En este mundo nos resulta más fácil sacarnos la ropa que los miedos, entonces le ponemos tiempo a todo, evaluamos todo, mostramos lo que tenemos como si fueran trofeos, perdemos el tiempo en estos espacios en los que tenemos a personas que quizás necesitan dos mates y un abrazo en lugar de millones de likes.  

El miedo me aburre, pero es un aspecto demasiado personal como para pretender que el que lea esto se pregunte a qué le tiene miedo.  De todas formas, quizás lo hagas.  No estaría mal.

"La ausencia no es olvido" o quizás sí.  Hay muchas formas de estar ausente sin estarlo.  Hay muchas formas de estar cerca estando definitivamente lejos.  A veces hay que aprender a la fuerza cosas que de otra forma nos costarían la vida.

A quien lea esto le deseo una vida llena de presencias.  Que lleguen vestidas de música, de regalos en la calle, de gestos humanos, de palabras de aliento, de momentos inolvidables, de cuerpos cansados de bailar, de libros, de frases, de consejos de viejos y de niños, de sonrisas y de sueños.

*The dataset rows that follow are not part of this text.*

PR #17412, opened 2023-08-10
test Jetty12

Artur-:


mshabarov:
@Artur- do you have something in mind where we should look into, to migrate to Jetty 12?

Artur-:
When Spring Boot has integrated it, tracked in https://github.com/spring-projects/spring-boot/issues/36073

viernes, 28 de octubre de 2016

Indeleble

Siempre estará vivo el recuerdo.
Vendrá a susurrar ese nombre que te pasea
entre el olvido y el amor,
sacudirá alguna lágrima escondida
entre las hojas de un otoño cualquiera
y te abrazará como el viento bravo que
se adueña del mar.


Siempre estará vivo el recuerdo.
Te visitará en la mirada piadosa de
un animal silvestre,
te llenará de calor el cuerpo cuando
un café te traiga su melancolía y
te robará una sonrisa cuando la ternura
de un niño te arranque de la rutina.


Siempre estará vivo el recuerdo.
Viajará contigo y no le importará
qué tan lejos vayas,
te besará por las noches,
te llenará de luz cada mañana.
Tejerá tus sueños, te enredará dulcemente
y cuando algo no funcione,
logrará calmarte entre sus brazos
que te parecerán espadas.


Siempre estará vivo el recuerdo aunque
ni siquiera hayas podido alcanzarlo,
aunque su boca no diga tu nombre,
aunque sus ojos jamás te hayan mirado.


Siempre estará vivo el recuerdo
y te arrastrará a lo que fuiste
y te pondrá de rodillas mil veces
cuando quieras olvidarlo;
beberá tus lágrimas y cuando te gane la noche
dirán en secreto, su nombre, tus labios.


Siempre estará vivo el recuerdo y
no te odiará por querer matarlo,
él sabe acompañar en silencio y
sabe provocar espanto.


Vendrá el recuerdo.
Caminará por tu ceño cuando una duda 
te invada sin respuesta por lo que
pudo haber sido si lo hubieras intentado.


Siempre estará vivo el recuerdo de
lo que no quisiste llamar realidad
y te visitará en algún momento para que
llueva en tu corazón cada lágrima que tus mentiras,
vestidas de decisiones, han logrado generar.


Siempre estará vivo el recuerdo,
aunque no conozca de rencores,
aunque nada malo te desee,
aunque tu existencia le haya robado
la ilusión de los milagros.


Estará vivo el recuerdo y se acercará cuando 
el camino te regale soledad;
te abrigará como lo hacía con cada beso de bienvenida
y con cada ahogo que tu adiós sonriente,
en esa irrealidad, le ha sabido regalar.


Siempre estará vivo el recuerdo,
vivirá hasta el día en que la vida te deje en una vieja estación
y tus ojos te enseñen que ya no haya nadie a quien puedas esperar.